What you need to do = Filtering the records below, copy only those lines that include the word "status".

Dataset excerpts
--------------------------------------------------

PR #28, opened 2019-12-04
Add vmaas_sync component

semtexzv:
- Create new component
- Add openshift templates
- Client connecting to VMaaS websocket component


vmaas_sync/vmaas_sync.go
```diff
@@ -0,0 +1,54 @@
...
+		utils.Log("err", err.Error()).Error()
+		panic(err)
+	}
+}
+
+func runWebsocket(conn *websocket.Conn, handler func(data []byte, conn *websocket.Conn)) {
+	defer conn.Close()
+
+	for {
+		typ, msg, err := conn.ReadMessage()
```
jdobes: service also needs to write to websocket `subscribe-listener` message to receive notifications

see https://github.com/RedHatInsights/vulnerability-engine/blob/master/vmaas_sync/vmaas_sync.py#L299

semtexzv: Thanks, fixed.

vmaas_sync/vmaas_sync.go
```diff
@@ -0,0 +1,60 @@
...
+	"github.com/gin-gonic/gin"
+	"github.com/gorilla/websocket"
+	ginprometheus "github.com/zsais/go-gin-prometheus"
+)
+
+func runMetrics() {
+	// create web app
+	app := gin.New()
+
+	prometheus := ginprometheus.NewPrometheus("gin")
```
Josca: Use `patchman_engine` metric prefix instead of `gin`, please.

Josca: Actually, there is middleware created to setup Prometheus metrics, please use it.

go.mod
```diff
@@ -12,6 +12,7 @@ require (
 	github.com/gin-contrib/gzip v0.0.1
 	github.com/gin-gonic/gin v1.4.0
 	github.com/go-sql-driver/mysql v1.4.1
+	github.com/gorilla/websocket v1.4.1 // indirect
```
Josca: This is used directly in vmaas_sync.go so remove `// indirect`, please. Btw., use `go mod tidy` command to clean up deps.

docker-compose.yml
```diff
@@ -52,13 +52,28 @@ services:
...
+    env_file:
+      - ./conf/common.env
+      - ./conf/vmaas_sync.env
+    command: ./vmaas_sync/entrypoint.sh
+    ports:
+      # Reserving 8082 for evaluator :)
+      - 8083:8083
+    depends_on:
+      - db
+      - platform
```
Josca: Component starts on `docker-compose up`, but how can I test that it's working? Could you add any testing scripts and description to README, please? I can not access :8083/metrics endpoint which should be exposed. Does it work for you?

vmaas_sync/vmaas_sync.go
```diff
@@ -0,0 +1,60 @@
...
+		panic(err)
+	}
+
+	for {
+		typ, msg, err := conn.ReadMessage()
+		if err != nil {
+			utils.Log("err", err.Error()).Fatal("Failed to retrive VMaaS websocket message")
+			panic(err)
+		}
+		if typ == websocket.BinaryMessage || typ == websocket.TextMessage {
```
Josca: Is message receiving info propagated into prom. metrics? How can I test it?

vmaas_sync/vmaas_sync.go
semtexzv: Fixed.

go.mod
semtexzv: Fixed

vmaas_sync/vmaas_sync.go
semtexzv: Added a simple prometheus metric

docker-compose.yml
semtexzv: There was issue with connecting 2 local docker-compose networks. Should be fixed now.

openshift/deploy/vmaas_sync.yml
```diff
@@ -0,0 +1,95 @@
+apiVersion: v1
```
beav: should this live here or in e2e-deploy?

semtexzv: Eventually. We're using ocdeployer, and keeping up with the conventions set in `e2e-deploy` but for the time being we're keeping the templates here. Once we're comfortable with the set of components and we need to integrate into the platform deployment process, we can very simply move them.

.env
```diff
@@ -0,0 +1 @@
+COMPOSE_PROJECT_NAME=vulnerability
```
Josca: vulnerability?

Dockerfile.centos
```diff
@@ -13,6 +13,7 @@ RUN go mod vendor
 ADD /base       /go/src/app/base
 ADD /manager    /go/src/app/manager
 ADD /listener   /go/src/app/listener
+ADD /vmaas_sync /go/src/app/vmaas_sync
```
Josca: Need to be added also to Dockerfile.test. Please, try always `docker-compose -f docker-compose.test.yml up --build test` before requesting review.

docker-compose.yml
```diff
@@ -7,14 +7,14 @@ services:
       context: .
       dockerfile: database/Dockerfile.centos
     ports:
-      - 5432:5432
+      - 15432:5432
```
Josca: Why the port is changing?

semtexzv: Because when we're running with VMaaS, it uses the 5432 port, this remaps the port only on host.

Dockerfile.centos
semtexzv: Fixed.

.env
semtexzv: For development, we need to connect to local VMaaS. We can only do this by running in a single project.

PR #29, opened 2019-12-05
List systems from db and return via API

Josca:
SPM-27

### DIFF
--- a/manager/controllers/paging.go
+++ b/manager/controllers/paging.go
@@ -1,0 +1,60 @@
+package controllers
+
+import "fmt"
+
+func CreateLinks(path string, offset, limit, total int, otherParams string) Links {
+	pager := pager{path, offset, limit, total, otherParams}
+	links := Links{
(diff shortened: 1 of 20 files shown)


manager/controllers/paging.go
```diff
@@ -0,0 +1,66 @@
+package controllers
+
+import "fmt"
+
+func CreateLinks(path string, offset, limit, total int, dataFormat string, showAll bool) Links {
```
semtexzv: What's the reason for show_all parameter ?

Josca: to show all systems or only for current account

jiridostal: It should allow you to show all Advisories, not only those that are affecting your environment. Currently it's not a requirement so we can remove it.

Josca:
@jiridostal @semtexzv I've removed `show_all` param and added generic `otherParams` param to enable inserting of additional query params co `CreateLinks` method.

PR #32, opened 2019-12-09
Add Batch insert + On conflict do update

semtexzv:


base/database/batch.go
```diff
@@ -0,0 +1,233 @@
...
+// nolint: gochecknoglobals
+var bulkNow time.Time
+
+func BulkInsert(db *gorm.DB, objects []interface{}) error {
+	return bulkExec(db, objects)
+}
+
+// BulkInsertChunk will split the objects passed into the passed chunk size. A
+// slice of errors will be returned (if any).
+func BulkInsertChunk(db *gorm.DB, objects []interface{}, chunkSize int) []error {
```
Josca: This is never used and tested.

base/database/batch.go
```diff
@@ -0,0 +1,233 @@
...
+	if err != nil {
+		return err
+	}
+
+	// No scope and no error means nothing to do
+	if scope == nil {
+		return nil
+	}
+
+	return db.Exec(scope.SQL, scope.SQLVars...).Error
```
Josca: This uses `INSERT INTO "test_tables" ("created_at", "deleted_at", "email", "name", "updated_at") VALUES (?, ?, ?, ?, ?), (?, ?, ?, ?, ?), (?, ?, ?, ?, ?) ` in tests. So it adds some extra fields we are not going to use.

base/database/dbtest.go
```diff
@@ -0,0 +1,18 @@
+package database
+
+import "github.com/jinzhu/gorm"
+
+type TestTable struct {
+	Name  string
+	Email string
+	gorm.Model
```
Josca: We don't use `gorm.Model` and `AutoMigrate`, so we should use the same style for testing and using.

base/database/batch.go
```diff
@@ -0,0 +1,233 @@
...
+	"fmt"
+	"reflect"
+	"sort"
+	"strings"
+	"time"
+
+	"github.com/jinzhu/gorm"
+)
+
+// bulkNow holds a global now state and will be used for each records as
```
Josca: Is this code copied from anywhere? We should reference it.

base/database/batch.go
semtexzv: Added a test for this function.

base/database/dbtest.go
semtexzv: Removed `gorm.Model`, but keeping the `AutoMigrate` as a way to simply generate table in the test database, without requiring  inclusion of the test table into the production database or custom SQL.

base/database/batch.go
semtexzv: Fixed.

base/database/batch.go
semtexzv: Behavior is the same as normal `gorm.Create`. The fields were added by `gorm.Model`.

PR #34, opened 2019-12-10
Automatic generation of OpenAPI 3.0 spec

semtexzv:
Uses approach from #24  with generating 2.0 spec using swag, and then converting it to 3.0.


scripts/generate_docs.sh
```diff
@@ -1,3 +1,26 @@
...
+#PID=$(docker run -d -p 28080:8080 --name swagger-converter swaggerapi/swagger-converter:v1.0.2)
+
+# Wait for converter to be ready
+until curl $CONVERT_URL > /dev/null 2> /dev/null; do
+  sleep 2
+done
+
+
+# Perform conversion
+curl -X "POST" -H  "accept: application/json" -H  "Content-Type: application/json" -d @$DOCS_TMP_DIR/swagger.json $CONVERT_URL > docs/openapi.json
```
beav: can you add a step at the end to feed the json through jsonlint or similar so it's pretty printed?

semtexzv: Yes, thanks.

--------------------------------------------------

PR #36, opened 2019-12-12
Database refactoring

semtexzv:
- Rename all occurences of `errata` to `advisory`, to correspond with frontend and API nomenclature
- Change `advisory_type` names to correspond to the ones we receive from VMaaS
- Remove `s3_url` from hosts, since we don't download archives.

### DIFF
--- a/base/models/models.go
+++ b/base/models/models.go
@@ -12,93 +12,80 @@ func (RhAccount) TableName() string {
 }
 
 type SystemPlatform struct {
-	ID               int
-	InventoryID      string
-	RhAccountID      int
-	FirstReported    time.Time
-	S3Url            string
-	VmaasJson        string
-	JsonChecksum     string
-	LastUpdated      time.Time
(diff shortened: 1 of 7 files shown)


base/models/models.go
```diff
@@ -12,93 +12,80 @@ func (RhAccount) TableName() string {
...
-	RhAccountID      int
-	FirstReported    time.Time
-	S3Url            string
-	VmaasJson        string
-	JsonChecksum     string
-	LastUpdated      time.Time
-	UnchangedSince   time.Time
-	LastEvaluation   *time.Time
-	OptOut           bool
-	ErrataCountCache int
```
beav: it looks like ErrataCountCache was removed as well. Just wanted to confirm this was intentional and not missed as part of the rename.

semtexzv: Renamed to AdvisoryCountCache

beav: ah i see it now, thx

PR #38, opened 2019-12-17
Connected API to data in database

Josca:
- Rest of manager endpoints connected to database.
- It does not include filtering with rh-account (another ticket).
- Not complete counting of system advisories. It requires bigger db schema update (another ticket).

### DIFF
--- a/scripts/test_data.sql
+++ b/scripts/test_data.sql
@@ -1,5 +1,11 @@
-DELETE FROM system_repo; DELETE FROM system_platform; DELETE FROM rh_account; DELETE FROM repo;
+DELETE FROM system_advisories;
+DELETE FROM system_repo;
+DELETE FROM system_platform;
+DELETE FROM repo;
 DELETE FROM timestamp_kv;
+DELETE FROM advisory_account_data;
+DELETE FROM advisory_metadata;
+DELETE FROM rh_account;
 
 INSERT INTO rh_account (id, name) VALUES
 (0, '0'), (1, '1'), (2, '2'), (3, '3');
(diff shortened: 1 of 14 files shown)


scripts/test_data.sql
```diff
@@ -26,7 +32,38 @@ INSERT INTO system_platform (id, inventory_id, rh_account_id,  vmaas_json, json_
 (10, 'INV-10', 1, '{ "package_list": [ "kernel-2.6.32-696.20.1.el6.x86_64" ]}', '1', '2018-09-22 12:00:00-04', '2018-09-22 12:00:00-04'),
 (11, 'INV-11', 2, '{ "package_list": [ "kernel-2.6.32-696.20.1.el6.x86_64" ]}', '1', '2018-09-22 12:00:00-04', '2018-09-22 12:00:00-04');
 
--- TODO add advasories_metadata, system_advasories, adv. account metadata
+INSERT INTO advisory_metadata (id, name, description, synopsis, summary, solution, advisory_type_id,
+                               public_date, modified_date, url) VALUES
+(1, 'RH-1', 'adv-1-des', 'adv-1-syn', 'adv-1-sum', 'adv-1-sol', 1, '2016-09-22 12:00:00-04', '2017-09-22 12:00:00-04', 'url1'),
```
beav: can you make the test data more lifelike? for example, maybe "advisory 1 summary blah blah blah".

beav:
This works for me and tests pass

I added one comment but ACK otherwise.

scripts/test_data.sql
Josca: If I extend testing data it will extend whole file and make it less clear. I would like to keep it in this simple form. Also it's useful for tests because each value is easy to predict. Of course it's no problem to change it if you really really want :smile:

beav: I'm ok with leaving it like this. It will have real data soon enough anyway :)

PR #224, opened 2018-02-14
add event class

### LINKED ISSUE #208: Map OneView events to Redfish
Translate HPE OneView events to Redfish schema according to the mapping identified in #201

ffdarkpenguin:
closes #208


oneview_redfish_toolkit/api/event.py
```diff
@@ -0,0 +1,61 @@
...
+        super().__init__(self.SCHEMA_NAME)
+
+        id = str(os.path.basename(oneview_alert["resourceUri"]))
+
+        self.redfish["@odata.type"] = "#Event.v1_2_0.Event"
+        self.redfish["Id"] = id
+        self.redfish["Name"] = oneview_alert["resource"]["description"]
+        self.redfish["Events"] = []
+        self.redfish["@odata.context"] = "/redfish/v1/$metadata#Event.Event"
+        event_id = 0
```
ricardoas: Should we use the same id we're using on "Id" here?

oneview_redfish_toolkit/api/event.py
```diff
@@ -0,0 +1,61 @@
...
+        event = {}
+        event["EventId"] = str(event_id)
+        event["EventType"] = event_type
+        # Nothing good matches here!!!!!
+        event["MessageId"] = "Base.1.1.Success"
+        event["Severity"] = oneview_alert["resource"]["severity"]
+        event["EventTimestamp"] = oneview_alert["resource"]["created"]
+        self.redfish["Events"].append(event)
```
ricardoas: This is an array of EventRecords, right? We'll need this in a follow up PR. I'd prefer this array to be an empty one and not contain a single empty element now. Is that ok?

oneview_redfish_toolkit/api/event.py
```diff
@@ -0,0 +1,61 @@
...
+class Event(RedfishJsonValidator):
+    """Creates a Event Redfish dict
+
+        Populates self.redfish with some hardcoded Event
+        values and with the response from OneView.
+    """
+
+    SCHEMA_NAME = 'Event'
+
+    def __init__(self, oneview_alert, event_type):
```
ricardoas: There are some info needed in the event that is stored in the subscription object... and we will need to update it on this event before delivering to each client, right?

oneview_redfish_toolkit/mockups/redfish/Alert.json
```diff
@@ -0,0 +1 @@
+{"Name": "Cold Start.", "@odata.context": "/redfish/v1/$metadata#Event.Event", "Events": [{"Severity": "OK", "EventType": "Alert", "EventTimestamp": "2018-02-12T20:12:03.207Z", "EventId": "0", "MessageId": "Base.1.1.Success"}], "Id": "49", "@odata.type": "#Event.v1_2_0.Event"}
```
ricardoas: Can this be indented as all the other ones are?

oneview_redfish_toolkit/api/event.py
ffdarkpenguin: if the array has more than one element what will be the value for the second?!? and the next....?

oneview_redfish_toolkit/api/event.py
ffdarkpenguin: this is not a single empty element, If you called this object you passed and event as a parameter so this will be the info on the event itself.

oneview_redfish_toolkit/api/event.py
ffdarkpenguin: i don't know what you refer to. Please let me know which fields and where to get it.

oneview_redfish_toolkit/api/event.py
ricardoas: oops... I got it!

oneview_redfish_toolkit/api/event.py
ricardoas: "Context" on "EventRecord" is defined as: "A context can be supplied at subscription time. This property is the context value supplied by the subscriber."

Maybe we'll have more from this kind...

--------------------------------------------------

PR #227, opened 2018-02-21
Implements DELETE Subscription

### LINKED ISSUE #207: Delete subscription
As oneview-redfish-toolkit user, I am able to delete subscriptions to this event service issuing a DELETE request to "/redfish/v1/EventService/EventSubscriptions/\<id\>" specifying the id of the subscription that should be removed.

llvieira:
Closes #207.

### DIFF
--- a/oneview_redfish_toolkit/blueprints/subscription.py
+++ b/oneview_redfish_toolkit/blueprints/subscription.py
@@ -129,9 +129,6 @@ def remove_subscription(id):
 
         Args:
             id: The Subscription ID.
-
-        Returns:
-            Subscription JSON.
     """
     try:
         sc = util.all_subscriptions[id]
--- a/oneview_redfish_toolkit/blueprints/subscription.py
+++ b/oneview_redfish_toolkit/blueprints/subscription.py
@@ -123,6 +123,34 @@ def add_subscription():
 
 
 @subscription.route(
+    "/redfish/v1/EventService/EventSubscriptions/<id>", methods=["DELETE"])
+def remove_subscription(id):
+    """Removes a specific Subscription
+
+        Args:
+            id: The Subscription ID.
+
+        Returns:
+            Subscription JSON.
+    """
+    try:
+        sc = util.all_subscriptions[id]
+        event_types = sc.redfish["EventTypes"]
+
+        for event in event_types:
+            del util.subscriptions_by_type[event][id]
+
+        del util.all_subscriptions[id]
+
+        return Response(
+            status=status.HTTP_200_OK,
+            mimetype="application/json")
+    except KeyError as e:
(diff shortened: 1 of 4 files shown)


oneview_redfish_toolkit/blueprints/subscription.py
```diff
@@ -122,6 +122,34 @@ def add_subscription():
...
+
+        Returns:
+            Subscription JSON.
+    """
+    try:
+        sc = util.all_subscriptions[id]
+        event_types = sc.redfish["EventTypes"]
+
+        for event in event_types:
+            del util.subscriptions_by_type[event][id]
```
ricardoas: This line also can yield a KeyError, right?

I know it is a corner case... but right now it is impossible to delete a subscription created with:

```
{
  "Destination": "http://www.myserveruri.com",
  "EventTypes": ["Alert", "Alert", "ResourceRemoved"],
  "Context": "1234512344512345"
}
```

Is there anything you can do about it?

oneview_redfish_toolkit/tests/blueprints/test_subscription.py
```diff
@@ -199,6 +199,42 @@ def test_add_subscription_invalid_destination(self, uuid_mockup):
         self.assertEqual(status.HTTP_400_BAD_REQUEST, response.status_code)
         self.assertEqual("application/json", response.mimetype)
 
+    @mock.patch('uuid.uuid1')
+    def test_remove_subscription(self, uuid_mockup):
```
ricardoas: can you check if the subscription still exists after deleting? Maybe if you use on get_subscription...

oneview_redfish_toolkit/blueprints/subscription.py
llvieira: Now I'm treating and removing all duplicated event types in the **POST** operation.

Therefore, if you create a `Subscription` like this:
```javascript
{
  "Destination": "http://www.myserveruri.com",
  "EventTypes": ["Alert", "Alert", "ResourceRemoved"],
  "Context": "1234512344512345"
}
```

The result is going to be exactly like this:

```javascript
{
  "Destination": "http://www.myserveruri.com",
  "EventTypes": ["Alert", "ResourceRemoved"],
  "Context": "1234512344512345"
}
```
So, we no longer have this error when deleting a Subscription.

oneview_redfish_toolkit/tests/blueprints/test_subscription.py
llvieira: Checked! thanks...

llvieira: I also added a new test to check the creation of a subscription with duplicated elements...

--------------------------------------------------

Task response =
+            status=status.HTTP_200_OK,
         self.assertEqual(status.HTTP_400_BAD_REQUEST, response.status_code)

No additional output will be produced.